> _Exercise_
Tally the lines in these records that hold the string "will", and reply with the number alone.

[Input records — start]

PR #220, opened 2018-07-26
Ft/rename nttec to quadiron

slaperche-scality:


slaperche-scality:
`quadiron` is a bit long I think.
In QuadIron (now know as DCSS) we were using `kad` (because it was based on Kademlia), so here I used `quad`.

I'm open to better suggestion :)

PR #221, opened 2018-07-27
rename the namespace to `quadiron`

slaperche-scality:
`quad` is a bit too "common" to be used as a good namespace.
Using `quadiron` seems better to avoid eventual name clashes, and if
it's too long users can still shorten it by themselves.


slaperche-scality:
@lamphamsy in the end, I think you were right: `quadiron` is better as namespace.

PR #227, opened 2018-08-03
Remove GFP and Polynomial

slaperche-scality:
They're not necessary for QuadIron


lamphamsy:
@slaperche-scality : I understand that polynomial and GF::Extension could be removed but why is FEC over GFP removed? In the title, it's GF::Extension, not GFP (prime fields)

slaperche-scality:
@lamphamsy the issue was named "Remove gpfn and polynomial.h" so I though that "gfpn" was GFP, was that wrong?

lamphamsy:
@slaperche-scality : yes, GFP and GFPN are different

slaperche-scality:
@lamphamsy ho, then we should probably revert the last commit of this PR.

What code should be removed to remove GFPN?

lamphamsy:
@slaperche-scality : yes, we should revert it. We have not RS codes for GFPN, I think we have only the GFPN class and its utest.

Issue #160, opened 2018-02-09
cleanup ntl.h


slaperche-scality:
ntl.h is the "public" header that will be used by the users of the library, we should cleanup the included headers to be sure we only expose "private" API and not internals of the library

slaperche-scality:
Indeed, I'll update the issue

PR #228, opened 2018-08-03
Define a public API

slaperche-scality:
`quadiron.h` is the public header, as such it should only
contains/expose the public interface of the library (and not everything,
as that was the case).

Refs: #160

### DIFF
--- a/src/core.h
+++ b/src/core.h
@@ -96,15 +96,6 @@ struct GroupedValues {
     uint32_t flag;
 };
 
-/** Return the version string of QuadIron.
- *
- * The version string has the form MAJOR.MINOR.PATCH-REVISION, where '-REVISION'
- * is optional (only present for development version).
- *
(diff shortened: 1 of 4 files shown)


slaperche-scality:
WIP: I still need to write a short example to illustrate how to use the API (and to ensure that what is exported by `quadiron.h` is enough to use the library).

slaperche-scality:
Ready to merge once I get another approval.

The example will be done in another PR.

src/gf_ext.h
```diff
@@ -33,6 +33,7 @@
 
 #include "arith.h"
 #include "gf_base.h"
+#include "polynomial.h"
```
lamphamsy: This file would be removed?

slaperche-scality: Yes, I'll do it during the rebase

[Input records — finish]
[Input records — start]

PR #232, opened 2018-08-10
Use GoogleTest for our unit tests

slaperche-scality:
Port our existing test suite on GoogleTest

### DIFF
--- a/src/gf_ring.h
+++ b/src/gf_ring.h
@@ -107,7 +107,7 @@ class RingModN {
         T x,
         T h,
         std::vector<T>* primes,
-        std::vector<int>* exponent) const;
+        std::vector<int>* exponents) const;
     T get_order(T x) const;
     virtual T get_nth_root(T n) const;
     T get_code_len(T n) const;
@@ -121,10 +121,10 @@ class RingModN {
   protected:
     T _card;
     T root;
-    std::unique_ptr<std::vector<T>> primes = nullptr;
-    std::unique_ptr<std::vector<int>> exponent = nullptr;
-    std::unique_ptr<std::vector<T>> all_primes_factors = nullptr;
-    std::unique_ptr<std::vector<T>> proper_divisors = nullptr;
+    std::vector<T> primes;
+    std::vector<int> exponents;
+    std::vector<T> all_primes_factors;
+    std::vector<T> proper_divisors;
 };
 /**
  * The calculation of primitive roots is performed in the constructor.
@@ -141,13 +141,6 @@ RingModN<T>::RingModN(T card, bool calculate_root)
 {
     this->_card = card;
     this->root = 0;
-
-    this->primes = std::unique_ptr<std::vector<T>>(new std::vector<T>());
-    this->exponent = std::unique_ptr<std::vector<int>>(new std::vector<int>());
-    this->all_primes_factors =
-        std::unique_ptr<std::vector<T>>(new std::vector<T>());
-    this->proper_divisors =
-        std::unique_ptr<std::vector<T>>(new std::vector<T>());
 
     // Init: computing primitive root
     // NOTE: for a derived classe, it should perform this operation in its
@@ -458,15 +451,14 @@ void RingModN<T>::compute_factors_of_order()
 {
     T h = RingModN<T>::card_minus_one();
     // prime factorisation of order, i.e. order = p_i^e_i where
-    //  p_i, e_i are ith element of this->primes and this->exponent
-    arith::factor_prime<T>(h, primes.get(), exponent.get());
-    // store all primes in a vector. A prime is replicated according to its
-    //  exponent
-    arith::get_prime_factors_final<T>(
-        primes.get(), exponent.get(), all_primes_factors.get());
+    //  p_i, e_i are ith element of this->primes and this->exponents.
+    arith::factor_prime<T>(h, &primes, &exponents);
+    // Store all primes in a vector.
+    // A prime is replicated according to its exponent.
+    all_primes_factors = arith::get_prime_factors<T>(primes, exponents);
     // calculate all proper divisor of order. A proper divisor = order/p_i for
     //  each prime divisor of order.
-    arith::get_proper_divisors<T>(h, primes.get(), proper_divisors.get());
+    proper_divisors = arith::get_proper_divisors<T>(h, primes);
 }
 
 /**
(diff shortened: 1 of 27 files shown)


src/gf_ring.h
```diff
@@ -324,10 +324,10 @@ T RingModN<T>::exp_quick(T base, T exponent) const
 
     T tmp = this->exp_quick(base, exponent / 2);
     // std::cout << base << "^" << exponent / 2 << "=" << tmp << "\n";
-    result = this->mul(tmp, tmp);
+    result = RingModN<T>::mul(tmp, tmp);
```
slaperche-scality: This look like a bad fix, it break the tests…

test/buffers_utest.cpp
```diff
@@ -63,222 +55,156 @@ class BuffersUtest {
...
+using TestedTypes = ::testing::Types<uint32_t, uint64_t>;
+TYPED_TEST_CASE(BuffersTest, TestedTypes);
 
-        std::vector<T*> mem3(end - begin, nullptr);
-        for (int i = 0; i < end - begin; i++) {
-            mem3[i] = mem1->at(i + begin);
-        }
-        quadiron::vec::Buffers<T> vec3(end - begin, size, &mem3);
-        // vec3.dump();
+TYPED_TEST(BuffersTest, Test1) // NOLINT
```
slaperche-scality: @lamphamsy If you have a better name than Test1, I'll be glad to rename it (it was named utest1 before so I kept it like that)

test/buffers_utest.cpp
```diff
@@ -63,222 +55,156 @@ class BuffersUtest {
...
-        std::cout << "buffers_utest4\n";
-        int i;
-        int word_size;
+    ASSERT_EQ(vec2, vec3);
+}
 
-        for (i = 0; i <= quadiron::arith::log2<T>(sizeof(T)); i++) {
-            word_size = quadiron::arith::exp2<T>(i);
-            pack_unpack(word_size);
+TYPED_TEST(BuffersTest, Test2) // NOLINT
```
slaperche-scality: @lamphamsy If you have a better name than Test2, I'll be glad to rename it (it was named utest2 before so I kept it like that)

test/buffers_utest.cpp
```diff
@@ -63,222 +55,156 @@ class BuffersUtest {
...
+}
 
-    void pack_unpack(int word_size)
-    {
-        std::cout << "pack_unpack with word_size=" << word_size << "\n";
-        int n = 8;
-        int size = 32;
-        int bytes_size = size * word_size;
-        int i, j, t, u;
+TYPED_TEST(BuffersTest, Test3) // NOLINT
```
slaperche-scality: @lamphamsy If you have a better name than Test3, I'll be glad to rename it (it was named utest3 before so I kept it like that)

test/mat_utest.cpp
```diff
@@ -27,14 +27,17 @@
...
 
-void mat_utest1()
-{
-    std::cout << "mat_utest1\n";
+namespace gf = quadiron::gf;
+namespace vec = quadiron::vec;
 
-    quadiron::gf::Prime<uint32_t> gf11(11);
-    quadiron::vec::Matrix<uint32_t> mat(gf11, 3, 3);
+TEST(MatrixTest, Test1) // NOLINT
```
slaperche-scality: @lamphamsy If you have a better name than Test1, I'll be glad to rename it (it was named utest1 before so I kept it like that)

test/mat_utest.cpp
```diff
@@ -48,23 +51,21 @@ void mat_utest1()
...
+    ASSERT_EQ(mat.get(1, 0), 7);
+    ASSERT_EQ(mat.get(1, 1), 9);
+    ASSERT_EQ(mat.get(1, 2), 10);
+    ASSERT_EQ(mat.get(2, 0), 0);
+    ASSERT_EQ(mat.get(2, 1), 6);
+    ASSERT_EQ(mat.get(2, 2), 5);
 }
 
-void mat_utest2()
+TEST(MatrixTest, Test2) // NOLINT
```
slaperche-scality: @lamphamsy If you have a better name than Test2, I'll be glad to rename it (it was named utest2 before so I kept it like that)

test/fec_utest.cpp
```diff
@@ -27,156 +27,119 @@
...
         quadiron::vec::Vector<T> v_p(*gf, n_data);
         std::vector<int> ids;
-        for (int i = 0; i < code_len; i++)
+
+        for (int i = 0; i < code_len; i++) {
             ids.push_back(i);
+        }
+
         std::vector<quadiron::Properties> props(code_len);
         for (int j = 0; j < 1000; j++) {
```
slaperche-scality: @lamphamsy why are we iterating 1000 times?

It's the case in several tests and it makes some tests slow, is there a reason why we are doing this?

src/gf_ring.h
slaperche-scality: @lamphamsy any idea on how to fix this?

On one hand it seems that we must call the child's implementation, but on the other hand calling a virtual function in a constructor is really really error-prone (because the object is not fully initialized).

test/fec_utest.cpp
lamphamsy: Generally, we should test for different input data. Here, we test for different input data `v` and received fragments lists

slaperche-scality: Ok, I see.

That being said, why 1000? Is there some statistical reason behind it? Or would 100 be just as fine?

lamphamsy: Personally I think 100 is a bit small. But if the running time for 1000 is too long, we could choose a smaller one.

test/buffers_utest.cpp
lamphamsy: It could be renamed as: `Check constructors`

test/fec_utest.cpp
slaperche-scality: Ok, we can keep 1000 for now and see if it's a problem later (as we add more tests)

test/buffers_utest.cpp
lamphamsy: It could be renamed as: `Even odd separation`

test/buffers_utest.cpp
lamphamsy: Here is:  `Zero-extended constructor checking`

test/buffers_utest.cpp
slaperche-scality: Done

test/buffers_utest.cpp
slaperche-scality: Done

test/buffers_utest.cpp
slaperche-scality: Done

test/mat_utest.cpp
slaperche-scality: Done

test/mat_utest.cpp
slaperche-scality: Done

[Input records — finish]

> _Task response_
2